Флавин полагает, что в послании «ангела Аравии» отражена «религиозная трактовка основной части светских, политических принципов Дизраэли»:
<…> промышленная революция внесла дезорганизацию и хаос в общественные отношения; для того, чтобы восстановить симбиоз между классами, необходимо руководство, основанное на ясновидении <…>. Ангел особо выделяет значимость воображения и несомненную важность подобного руководства, тем самым выражая дизраэлевское неприятие утилитаризма в политике и его веру в милосердное патерналистское правление.
Не будем вступать в обсуждение политических концепций Дизраэли 1840-х годов, но всё же заметим, что Флавин обходит молчанием вопрос о композиционной функции образа «ангела Аравии» и о том, какое художественное воплощение он получает в романе. На эту проблему обращает внимание Шварц, когда подчеркивает, что встреча с «ангелом Аравии» не приносит Танкреду утешения, и отмечает:
Тот факт, что откровение ангела не становится мерилом жизнеспособной системы, является неудачей «Танкреда», которая наносит серьезный ущерб замыслу всей трилогии. Роман не выявляет смысл послания ангела — и оно не оказывается достойной внимания альтернативой интригам в Азии и упадку монархии и Церкви в Англии.
«Ангел Аравии», чьи наставления функционально близки напутствиям, которые Винтер дает Контарини Флемингу, призывает Танкреда «находить подходящий инструмент в каждом человеческом существе» (Disraeli 1847/II: 17). Такой «инструмент» Танкред обнаруживает в Факредине, невзирая на увлеченность эмира политическими интригами. Повествователь так объясняет дружбу этих персонажей:
То, что гордая душа Танкред а Монтекьюта <…> могла обнаружить сторонника в человеке столь очевидно эксцентричном, столь суетном и столь никчемном, на первый взгляд может показаться невероятным; и всё же ближайшее и более внимательное изучение, вероятно, заставит нас признать, что это было возможно. Факредин обладал блестящим воображением и страстной чувствительностью; его сердцем повелевало влечение, и, когда этому влечению угождали и потворствовали, он был способен на глубокие чувства и серьезное поведение.
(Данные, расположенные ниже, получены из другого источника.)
PR #1193, opened 2025-08-07
Ensure `serviceReference` object properly manages interface on assignment

tcormackMW:
When assigning a `ServiceReference<T>` to a `ServiceReferenceBase`, rather than getting into the copy constructor in `ServieReference` which properly managed the `interfaceID` object, we were getting into the `ServiceReferenceBase::operator=` which ignored the `interfaceID` object. This led to situations where a `ServiceReference<T>` didn't know that it was of type `T` and when retrieving the service in the `getService` call, it would default to the first service in its interfaceMap rather than the proper one

### DIFF
--- a/framework/test/gtest/ServiceReferenceTest.cpp
+++ b/framework/test/gtest/ServiceReferenceTest.cpp
@@ -79,6 +79,7 @@ class ServiceReferenceTest : public ::testing::Test
     SetUp() override
     {
         framework.Start();
+        context = framework.GetBundleContext();
     }
 
     void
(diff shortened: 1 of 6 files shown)


framework/test/gtest/ServiceReferenceTest.cpp
```diff
@@ -88,8 +89,27 @@ class ServiceReferenceTest : public ::testing::Test
...
+TEST_F(ServiceReferenceTest, TestServiceReferenceAssignmentAndCopy)
+{
+    auto s1 = std::make_shared<TestServiceA>();
+
+    ServiceRegistrationBase reg1 = context.RegisterService<ServiceNS::ITestServiceA>(s1);
+    ServiceReferenceBase ref1 = reg1.GetReference();
+
+    ASSERT_EQ(ref1.GetInterfaceId(), "");
+    ServiceReference<ServiceNS::ITestServiceA> typedRefAssign;
+    ServiceReference<ServiceNS::ITestServiceA> typedRefCopy = ref1;
```
Burgch, line 105: Perhaps:
```suggestion
    ServiceReference<ServiceNS::ITestServiceA> typedRefCopy{ref1};
```
to guarantee the copy constructor is always called, instead of copy assignment to a default constructed object?

Burgch (approved):
Great catch Toby, nice work!

jeffdiclemente (approved):

framework/test/gtest/ServiceReferenceTest.cpp
tcormackMW: we created changes here to make sure the copy-assignment was doing the correct thing, which is what this test is trying to verify. 

If we did the constructor then we are just testing whether the already functional behavior worked right?

@Burgch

Его не прельщали абстрактные нравственные идеалы; но добродетель, которая принимала героический облик <…>, получала над ним непреодолимую и запредельную власть.
Факредина привлекает «глубокий и дисциплинированный интеллект Танкред а»: «вышколенный всей философией и развитый благодаря всей просвещенности Запада», он «с магнетической силой воздействовал на сознание [эмира], яркая живость которого могла сравниться только с девственным невежеством относительно всего, чему могли научить книги» (Ibid./II: 130).
Флавин называет Факредина «азиатским Контарини или Вивианом». Сопоставление ливанского эмира с Контарини Флемингом, основанное на общей для этих персонажей импульсивности характера, справедливо лишь отчасти, так как о пристрастии Контарини Флеминга к политическим интригам речь идет только в одной из частей «психологической автобиографии». Сравнение же Факредина с Вивианом Греем более основательно. Слова, которые восторженно произносит первый: «<…> интриги! Это и есть жизнь!» (Ibid./I: 232), вполне могли бы принадлежать и второму. Как отмечает Флавин, авторская характеристика Факредина, с детства живущего среди политических интриг, «содержит отголосок стремления Вивиана Грея основать политическую партию», а в плане биографии писателя — отголосок истории, связанной с изданием газеты «Репрезентатив». При этом «изображение Факредина критическое, а не лестное, его переменчивость, лицемерие, самовлюбленность отталкивают читателя, а не увлекают его». По мнению Флавина, дизраэлевский повествователь присматривается к Факредину, «подвергает его испытаниям и оценке» — и в конечном итоге зачисляет в ряд отрицательных персонажей как «личность, тщеславие которой ни за что не позволит ей объединиться с кем-либо для слаженных действий» (Flavin 2005: 127).